▶ [ACTIVITY] Would you find each line in the entries below with the string "Coming" and copy it?

[Saved data entries]
=== Section Start ===
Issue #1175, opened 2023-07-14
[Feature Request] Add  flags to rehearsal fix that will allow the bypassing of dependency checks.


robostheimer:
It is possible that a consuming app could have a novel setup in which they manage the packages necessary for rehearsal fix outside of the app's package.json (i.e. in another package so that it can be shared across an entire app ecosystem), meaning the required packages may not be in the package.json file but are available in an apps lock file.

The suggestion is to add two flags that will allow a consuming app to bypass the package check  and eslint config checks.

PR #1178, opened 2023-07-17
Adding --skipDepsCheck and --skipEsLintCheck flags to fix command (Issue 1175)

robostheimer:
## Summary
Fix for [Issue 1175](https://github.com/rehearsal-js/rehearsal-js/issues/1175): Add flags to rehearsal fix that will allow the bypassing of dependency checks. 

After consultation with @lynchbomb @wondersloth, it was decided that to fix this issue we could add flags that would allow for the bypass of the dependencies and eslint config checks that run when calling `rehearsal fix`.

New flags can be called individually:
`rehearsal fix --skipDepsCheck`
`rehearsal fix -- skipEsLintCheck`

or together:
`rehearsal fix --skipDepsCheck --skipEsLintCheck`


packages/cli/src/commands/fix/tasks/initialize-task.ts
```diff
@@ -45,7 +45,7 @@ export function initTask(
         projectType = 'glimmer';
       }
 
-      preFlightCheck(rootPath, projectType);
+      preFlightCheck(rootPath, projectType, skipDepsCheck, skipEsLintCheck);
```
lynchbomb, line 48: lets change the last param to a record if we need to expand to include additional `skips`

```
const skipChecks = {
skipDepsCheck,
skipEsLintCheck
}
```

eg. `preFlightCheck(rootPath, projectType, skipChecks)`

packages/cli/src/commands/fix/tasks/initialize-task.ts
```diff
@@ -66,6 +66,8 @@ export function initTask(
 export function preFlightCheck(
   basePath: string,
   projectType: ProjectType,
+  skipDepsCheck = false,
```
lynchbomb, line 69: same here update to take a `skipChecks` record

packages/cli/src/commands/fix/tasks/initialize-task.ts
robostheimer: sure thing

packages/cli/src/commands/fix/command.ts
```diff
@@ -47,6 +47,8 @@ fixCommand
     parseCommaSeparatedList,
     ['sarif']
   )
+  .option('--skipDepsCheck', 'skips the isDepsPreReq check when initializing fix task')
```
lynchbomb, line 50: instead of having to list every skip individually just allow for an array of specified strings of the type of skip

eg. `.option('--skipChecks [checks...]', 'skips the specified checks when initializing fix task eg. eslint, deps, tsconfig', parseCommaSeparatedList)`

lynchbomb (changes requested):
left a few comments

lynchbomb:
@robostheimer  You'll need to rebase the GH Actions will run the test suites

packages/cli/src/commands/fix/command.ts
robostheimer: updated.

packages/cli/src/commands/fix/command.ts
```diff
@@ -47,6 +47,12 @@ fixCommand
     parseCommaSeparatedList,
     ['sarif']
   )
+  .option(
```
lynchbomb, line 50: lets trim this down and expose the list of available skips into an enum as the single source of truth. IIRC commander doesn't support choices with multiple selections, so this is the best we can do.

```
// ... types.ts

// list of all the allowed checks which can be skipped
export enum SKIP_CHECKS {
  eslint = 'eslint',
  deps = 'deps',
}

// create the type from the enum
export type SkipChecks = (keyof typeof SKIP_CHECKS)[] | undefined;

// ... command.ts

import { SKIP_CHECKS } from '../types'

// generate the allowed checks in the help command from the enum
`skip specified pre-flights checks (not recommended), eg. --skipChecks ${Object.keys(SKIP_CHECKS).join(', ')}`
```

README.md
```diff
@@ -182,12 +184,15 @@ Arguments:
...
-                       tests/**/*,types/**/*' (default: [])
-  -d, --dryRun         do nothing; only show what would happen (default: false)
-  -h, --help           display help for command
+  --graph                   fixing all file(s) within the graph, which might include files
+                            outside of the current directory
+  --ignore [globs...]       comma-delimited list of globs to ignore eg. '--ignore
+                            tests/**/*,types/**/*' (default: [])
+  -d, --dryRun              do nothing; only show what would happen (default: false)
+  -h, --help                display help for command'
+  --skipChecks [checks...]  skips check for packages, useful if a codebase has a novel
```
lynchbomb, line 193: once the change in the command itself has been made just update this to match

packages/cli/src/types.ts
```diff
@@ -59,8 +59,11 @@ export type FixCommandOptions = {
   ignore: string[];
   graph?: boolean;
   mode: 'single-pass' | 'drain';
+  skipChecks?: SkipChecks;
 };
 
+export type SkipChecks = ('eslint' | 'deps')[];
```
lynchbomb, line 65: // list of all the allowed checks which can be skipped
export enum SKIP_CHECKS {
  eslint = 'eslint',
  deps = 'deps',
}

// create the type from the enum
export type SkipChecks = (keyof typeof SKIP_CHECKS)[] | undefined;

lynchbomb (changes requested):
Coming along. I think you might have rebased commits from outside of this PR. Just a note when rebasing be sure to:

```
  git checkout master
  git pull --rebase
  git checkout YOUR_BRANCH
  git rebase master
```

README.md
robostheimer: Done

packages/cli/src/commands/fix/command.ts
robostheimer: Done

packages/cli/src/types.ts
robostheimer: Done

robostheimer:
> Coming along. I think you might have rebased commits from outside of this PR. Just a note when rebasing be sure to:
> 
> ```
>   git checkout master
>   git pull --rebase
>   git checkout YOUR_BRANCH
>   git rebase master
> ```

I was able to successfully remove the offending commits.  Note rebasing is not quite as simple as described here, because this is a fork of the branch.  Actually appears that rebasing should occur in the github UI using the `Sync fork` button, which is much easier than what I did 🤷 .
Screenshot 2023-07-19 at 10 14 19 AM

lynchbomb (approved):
=== Section End ===
▶ [ANSWER AREA]
Coming along. I think you might have rebased commits from outside of this PR. Just a note when rebasing be sure to:
> Coming along. I think you might have rebased commits from outside of this PR. Just a note when rebasing be sure to:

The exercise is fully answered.